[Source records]

::::

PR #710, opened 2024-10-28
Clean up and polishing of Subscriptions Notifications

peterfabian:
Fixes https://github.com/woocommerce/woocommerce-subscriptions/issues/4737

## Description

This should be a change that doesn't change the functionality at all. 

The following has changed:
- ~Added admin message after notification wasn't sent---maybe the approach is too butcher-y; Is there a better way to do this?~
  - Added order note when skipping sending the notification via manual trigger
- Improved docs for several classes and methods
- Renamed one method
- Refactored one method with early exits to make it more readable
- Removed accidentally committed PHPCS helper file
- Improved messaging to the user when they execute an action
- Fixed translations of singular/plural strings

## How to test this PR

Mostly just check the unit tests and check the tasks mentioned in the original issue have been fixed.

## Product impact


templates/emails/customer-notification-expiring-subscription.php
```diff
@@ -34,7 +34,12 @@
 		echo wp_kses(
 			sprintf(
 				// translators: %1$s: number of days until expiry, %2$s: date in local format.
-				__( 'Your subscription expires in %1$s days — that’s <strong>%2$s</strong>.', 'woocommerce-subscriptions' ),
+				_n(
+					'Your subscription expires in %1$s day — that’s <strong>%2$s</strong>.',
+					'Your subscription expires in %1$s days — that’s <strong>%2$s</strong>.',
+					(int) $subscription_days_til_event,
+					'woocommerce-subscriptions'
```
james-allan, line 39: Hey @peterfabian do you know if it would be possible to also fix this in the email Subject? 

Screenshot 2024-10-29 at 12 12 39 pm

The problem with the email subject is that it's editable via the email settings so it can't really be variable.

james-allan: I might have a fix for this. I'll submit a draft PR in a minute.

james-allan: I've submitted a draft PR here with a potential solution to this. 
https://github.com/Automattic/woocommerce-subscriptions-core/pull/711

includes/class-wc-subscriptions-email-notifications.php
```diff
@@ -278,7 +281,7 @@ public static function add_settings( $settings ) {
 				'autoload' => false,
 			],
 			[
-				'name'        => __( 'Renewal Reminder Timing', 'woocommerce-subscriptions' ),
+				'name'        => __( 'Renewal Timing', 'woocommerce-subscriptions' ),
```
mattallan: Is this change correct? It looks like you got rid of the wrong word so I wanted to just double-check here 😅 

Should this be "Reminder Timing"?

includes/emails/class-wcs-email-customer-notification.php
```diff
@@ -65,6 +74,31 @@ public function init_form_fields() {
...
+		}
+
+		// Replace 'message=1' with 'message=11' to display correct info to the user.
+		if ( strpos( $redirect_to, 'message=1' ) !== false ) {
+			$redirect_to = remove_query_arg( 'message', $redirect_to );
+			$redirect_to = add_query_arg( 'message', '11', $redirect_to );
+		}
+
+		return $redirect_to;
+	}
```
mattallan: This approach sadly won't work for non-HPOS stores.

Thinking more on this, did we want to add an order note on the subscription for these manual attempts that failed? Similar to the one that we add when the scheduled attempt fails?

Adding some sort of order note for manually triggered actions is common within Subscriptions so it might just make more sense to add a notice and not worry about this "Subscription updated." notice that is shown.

::::

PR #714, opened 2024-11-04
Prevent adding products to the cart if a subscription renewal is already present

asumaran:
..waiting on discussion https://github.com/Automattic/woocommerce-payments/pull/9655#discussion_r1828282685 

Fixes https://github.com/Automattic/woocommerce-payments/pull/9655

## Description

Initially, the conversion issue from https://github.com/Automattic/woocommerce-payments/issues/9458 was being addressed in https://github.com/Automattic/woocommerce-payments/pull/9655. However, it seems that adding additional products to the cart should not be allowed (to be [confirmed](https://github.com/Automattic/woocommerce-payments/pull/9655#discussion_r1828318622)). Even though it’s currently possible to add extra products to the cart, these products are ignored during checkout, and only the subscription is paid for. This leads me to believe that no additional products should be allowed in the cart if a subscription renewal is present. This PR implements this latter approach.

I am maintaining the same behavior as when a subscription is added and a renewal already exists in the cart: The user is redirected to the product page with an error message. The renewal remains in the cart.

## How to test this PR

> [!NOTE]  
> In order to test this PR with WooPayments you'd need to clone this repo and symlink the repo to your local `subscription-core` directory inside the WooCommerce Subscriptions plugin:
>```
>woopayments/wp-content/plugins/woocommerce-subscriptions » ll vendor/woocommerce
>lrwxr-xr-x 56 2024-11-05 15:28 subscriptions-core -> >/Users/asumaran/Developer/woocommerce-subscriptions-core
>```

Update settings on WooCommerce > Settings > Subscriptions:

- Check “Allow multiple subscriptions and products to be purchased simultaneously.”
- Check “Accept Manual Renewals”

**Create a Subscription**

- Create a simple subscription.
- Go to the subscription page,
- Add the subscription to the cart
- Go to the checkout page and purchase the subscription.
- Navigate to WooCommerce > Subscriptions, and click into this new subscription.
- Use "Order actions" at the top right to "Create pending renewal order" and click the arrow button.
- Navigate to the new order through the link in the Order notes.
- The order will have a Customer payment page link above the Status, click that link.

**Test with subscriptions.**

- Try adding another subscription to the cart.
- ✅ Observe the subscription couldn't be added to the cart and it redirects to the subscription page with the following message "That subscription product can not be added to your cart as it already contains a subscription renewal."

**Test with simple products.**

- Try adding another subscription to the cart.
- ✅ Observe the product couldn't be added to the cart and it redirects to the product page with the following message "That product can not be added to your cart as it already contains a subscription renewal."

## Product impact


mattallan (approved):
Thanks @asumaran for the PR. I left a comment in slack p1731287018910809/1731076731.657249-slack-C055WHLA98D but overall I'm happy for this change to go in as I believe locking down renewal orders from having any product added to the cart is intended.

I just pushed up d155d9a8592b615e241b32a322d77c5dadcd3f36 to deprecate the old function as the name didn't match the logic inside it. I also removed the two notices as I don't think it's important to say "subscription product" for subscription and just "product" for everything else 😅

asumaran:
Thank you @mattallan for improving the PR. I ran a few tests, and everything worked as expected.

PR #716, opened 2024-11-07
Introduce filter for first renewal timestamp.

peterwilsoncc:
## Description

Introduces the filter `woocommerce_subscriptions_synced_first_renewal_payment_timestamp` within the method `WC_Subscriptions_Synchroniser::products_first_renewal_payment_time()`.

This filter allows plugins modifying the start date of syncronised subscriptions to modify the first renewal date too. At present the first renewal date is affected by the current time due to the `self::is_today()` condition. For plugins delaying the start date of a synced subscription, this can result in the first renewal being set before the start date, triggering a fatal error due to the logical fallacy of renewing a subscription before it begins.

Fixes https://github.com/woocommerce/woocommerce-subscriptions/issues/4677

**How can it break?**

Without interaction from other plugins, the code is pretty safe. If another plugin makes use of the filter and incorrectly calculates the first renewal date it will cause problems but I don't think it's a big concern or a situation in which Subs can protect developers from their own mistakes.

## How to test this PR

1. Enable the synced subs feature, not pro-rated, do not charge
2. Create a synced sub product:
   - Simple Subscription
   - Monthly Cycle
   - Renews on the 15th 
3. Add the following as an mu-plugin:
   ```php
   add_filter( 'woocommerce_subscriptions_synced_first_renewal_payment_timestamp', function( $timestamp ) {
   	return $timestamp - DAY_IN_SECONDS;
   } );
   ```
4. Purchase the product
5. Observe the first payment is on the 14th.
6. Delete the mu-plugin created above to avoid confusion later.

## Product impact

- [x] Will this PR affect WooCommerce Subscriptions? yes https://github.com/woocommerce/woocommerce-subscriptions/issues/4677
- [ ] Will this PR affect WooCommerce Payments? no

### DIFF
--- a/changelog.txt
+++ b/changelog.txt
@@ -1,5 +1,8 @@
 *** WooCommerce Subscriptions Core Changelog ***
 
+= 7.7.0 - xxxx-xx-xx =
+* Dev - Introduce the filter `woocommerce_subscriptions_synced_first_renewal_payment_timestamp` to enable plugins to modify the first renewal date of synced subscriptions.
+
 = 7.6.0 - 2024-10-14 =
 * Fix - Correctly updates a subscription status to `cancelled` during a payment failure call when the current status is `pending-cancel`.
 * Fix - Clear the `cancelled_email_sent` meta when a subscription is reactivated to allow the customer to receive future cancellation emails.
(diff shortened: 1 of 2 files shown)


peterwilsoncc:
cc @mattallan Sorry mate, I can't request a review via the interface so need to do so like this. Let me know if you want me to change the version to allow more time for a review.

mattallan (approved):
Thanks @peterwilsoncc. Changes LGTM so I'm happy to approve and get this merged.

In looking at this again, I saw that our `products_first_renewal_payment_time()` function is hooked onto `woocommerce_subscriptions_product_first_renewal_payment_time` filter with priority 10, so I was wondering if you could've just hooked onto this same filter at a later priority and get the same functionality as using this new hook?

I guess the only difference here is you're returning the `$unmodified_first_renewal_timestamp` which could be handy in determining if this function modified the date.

::::

** EXERCISE AIM **
Go through the records line by line and count those that contain the string "false". Answer with the count alone.

** ANSWER FOR THIS EXERCISE **
2